MicroStrategy, the leading US-listed firm holding Bitcoin, witnessed a notable rebound in its dividend-paying preferred share, STRC, following the April 15 ex-dividend date. During the same period, Bitcoin surged to $79,000, marking its most significant increase in six months. This rise has drawn substantial attention from the financial sector and those monitoring digital currencies.
What Drives STRC’s Price Fluctuations?
Bitcoin was valued close to $75,000 when the dividend was cut off. Despite this, both MicroStrategy shares and Bitcoin prices displayed notable resilience. STRC shares often experience a dip in value post-dividend distribution, as new traders are ineligible for dividends. Nonetheless, these shares have a history of rebounding within a fortnight, nearing their $100 redemption value. They are currently trading at $99.47, reflecting a swift recovery.
In response to this recovery, MicroStrategy has resumed selling its shares, using the proceeds to invest further in Bitcoin. In the past few days, an upward trajectory of around 9% saw MicroStrategy stocks rise to $178, underlining the firm’s strategic use of equity sales to finance Bitcoin acquisitions.
Why Is Bitcoin Purchasing Attracting Strong Interest?
MicroStrategy recently revealed its third-largest Bitcoin purchase, securing 34,164 BTC when prices hovered around $75,000. This significant acquisition reiterates the firm’s aggressive investment strategy and solidifies its position as a significant institutional participant in the cryptocurrency sector. Bitcoin’s recent value spike is attributed not just to spot market interest but also to futures market activity, reshaping the investment landscape.
Interestingly, retail and institutional investors in the US have also contributed to a notable Bitcoin premium on Coinbase, driven by escalating demand. American exchanges have seen Bitcoin being traded at higher amounts compared to other platforms, indicating robust market interest in the region.
MicroStrategy, comprising nearly 2,000 employees and boasting a market cap beyond $15 billion going into 2024, continues to be a key influencer in institutional Bitcoin investment. The company’s dynamic financing strategies keep it at the forefront of attention from both crypto enthusiasts and traditional market observers.

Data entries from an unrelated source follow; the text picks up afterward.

PR #693, opened 2020-09-20
stbt.press_and_wait: Add min_size parameter

drothlis:
When testing an Xfinity set-top-box, I think it was, pressing OK on a button caused that button to "blip" briefly for a single frame or 2, then followed by no motion, before actually starting the transition to the new page. Sometimes that period of no motion was longer than 1 second, so it would fool `press_and_wait` into thinking the transition had completed before it had even started.

Setting `stable_secs` to a very large number isn't ideal, as it would slow down all test-runs for the sake of handling this intermittent behaviour.

TODO:

- [x] Implement it.
- [x] Unit tests.

### DIFF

Currently, the changing roles of STRC and MSTR shares, intertwined with Bitcoin’s price volatility and the effect of market short squeezes, are fuelling greater trading activities. The surge in Bitcoin, driven by these factors, is expected to resonate in the financial markets in the upcoming weeks.
“With the company’s latest buy, it’s clear that Bitcoin’s recent surge is being fueled not just by spot market demand, but also by futures activity and broader positioning. Negative funding rates signal the dominance of short positions. As the price rises, these shorts are liquidated, accelerating the upward momentum.”